The vegetarians sometimes complicate my choices, because, while there’s plenty of vegetarian food i like, vegetarian dishes are way more likely to include foods i can’t eat, like eggplant and peppers.

When there’s a choice of entrees with descriptions like “beef, chicken, or vegetarian”, i usually pick the chicken. And sometimes i look enviously at the vegetarian meal, and other times i wouldn’t have been able to find more than 200 edible calories in it.

:grinning_face:

I request “not Thai”. That’s the only ordinary type of restaurant where i often have trouble finding something to eat.

Depends on the level of flexibility they bring to it.

Most restaurants have some choices that work for a vegetarian or for most food allergies or sensitivities (celiac included here). Insisting that the group goes to the one with the choices they like best annoys.

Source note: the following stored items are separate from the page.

PR #6611, opened 2025-08-04
Convert more MUI to styled

fbalda:
#5299

**Web frontend checklist**
- [x] All tests pass

**Other**


fbalda:
~Forgot to check the tests, need to update one of them~
Edit: Done

nabramow:
From the `Button` in `AttendanceMenu`, would you remind removing this style:

```
          "&:hover": {
            borderColor: theme.palette.grey[300],
            backgroundColor: "#3135390A",
          },
```

It's not from you - but I think that got added by accident and I noticed it while testing.

app/web/features/dashboard/DashboardBanners.tsx
```diff
@@ -1,4 +1,4 @@
-import { Alert as MuiAlert, Typography } from "@mui/material";
+import { Alert as MuiAlert, styled, Typography } from "@mui/material";
 import Alert from "components/Alert";
 import Button from "components/Button";
```
nabramow, line 3: Since we're already importing our `Alert`, do we need the MUI one? Probably we can just switch this to use the one from `components.Alert` as well?

nabramow:
When I go in an event in the `AttendanceMenu` and click "Join event" then change it back to "Not going", I see this warning in the console:

```
event/346/test-event-to-test-adding-the-checkbox-to-edit-event:1 Blocked aria-hidden on an element because its descendant retained focus. The focus must not be hidden from assistive technology users. Avoid using aria-hidden on a focused element or its ancestor. Consider using the inert attribute instead, which will also prevent focus. For more details, see the aria-hidden section of the WAI-ARIA specification at https://w3c.github.io/aria/#aria-hidden.
Element with focus: <li.MuiButtonBase-root MuiMenuItem-root MuiMenuItem-gutters MuiMenuItem-root MuiMenuItem-gutters css-1l2ahug-MuiButtonBase-root-MuiMenuItem-root>
Ancestor with aria-hidden: <div.MuiPopover-root MuiMenu-root MuiModal-root css-10nakn3-MuiModal-root-MuiPopover-root-MuiMenu-root#event-page-attendance-menu> <div role=​"presentation" id=​"event-page-attendance-menu" class=​"MuiPopover-root MuiMenu-root MuiModal-root css-10nakn3-MuiModal-root-MuiPopover-root-MuiMenu-root" aria-hidden=​"true">​…​</div>​
```

It doesn't seem to be breaking anything, but if the solution is obvious, might be good to fix here. Not sure if this is from you or not, might have been there before.

app/web/features/dashboard/Hero/HeroLinks.tsx
```diff
@@ -30,60 +31,35 @@ const useStyles = makeStyles((theme) => ({
...
+          {t("find_a_host")}
+        </StyledDefaultTab>
 
-            <StyledLink
-              underline="none"
-              href={routeToEditProfile("home")}
-              className={classes.tabAppearance}
-            >
-              {t("become_a_host")}
-            </StyledLink>
```
nabramow, line 75: I don't think this is from you, but this is very weird that they are tabs. Since when you click one, it re-routes, so you can never actually change the tab 😂.

I'm going to assume someone put in tabs just for the underline and hover style? 🤷‍♀️

Anyway, it's on my mental to-do list to refactor.

I noticed because you added all this `isSelected` logic and I was like...what's being selected actually?!

fbalda: I mean they are tabs in name only, I think that makes some sense, as they at least present as tabs even though they don't behave like tabs. For the same reason I just went with `isSelected` for the prop, even though it is just static and could actually be baked in with the HOC. I'm open for naming suggestions of course.

I think this might actually be more of a design issue - don't know how common fake tabs are, but maybe we should consider not presenting them as equal options? It looks sleek and modern though

(Also in general whenever I encounter decisions like these while converting components to styled, I err on the side of keeping it the same. I'll gladly refactor later, I actually quite enjoy cleaning up)

app/web/features/dashboard/DashboardBanners.tsx
fbalda: Our Alert only allows string children, don't know if changing that breaks other code. Quite scared to do that for a styled upgrade PR. Also something I'll gladly clean up and refactor later if we don't do it now

app/web/features/dashboard/Hero/HeroLinks.tsx
nabramow: No totally I think you did the right thing since we're not fully refactoring here. I just hadn't looked in this particular part of the code before and was like 🧐.

app/web/features/dashboard/DashboardBanners.tsx
nabramow: Ah okay, that makes sense.

fbalda:
> When I go in an event in the `AttendanceMenu` and click "Join event" then change it back to "Not going", I see this warning in the console:
> 
> ```
> event/346/test-event-to-test-adding-the-checkbox-to-edit-event:1 Blocked aria-hidden on an element because its descendant retained focus. The focus must not be hidden from assistive technology users. Avoid using aria-hidden on a focused element or its ancestor. Consider using the inert attribute instead, which will also prevent focus. For more details, see the aria-hidden section of the WAI-ARIA specification at https://w3c.github.io/aria/#aria-hidden.
> Element with focus: <li.MuiButtonBase-root MuiMenuItem-root MuiMenuItem-gutters MuiMenuItem-root MuiMenuItem-gutters css-1l2ahug-MuiButtonBase-root-MuiMenuItem-root>
> Ancestor with aria-hidden: <div.MuiPopover-root MuiMenu-root MuiModal-root css-10nakn3-MuiModal-root-MuiPopover-root-MuiMenu-root#event-page-attendance-menu> <div role=​"presentation" id=​"event-page-attendance-menu" class=​"MuiPopover-root MuiMenu-root MuiModal-root css-10nakn3-MuiModal-root-MuiPopover-root-MuiMenu-root" aria-hidden=​"true">​…​</div>​
> ```
> 
> It doesn't seem to be breaking anything, but if the solution is obvious, might be good to fix here. Not sure if this is from you or not, might have been there before.

Interesting, I can't reproduce this with the local backend 🤔 

Edit: Can reproduce in Chromium but not in Firefox, will take a look

fbalda:
I fixed the warning now, though I am not entirely sure why it happened in the first place, [other people seem to have the same issue with various MUI components](https://github.com/mui/material-ui/issues/43106#issuecomment-2314809028). I took one of their solutions and it works fine, AFAIU the warning can be ignored though

nabramow (approved):
LGTM!

PR #6625, opened 2025-08-07
Bugfix - Stop propagation on open profile new tab click

### LINKED ISSUE #6623: Some filters (like "Last active") resets after every profile opening
Subject: Some filters (like "Last active") resets after every profile opening
Description:
Using the search with filters active, opening people's profiles.

Results:
Last Active filter resets every time.. 

Backend version: develop-fc594181
Frontend version: develop-fc594181
User Agent: Mozilla/5.0 (Macintosh; Intel Mac OS X 10_15_7) AppleWebKit/537.36 (KHTML, like Gecko) Chrome/137.0.0.0 Safari/537.36
Screen resolution: 1512x823
Page: https://couchers.org/search#8.85/48.2292/9.245
User: [@vlesyk](https://couchers.org/user/vlesyk) (49020)

nabramow:
Closes #6623 

There was a bug, where if you search a location on the map, then click either the user name link or the open in new tab icon, it would select that user and reset the filters every time.

I added stop propagation to those elements so it's fixed.

You should be able to click to open a profile from map search results in a new tab now without it messing up any existing filters.

**To Test:**

- Go to map search and search a location
- Set a filter, i.e. "last active" or something
- Click either the username link or the icon to pen profile at the top right
- It should open the profile in a new tab and not mess with any filters
- If you click elsewhere on the user card, it will select that user and show them on the map as usual (previously it was also doing this on open in new tab profile click)

### DIFF
--- a/app/web/features/search/SeachResultUserCard.tsx
+++ b/app/web/features/search/SeachResultUserCard.tsx
@@ -173,6 +173,7 @@ const SearchResultUserCard = ({
                 target="_blank"
                 rel="noopener noreferrer"
                 sx={{ fontSize: "1.1rem", overflow: "hidden" }}
+                onClick={(e) => e.stopPropagation()}
               >
                 <Typography
                   variant="h2"
@@ -193,6 +194,7 @@ const SearchResultUserCard = ({
               href={routeToUser(user.username)}
               target="_blank"
               rel="noopener noreferrer"
+              onClick={(e) => e.stopPropagation()}
             >
               <Tooltip title={t("profile:open_profile_new_tab")}>
                 <StyledOpenInNewIcon


fbalda:
I have no issues with the changes, I think they make sense to prevent an additional user card click action, however:
I can't reproduce the original bug to begin with, and I'm struggling to figure out how a card click (which I assume is causing the issue) could affect the filters. I added console logs to the `clearSearchFilters` and `setSearchFilters` reducer actions and even on develop they just don't get called for me when clicking on the links or the card directly, and my filters don't get reset. Tested on Firefox and Chromium. Just mentioning this to make sure we are not overlooking the underlying issue
Edit: Also can't reproduce on production site, I might be missing something

fbalda (approved):

jesseallhands:
I also wasn't able to replicate the bug. Seems to be fixed from my testing

jesseallhands (approved):
Lgtm

nabramow:
@jesseallhands @fbalda Here's a video. What's happening is it's selecting that user when they click to open the profile and it's making all the other pins disappear.


https://github.com/user-attachments/assets/90d492c0-fc61-45e2-a49c-d9b848837300

PR #40, opened 2020-09-04
Feature/inventory script

denis-yuen:
Working on https://ucsc-cgl.atlassian.net/browse/SEAB-1543

* prototype includes hook up for S3, EC2, and RDS
* will address other information in specific follow-up tickets


coverbeck (approved):

david4096 (commented):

Me too. I probably wouldn’t be happy at a pure vegan place for example. I’d have something else to eat at home and pick at an appetizer.

A bad aftertaste is a deciding factor for me.
Onions don’t taste terrible to me. But I keep belching that taste for hours afterwards.

Bell peppers give me very bad heartburn.

Texture and appearance is the next deciding factor. If it doesn’t look appealing then I probably won’t eat it. Brussel Sprouts, yellow squash, and egg plant look gross and I’ve never eaten them.

Butternut Squash is good. A friend baked one and it was like a sweet potato. Butter and cinnamon made it good.

There are foods that I unexpectedly like. I’ve always liked spinach and broccoli. Love butter beans and peas.

I like grocery store ham. I don’t like country ham because it tastes gamey. It would be different if I was raised eating country ham and gotten accustomed to it.

My mom and dad wanted spaghetti with meat sauce at least twice every week. I burned out on the stuff. Even today, 50 years later I’ll eat spaghetti maybe twice a year.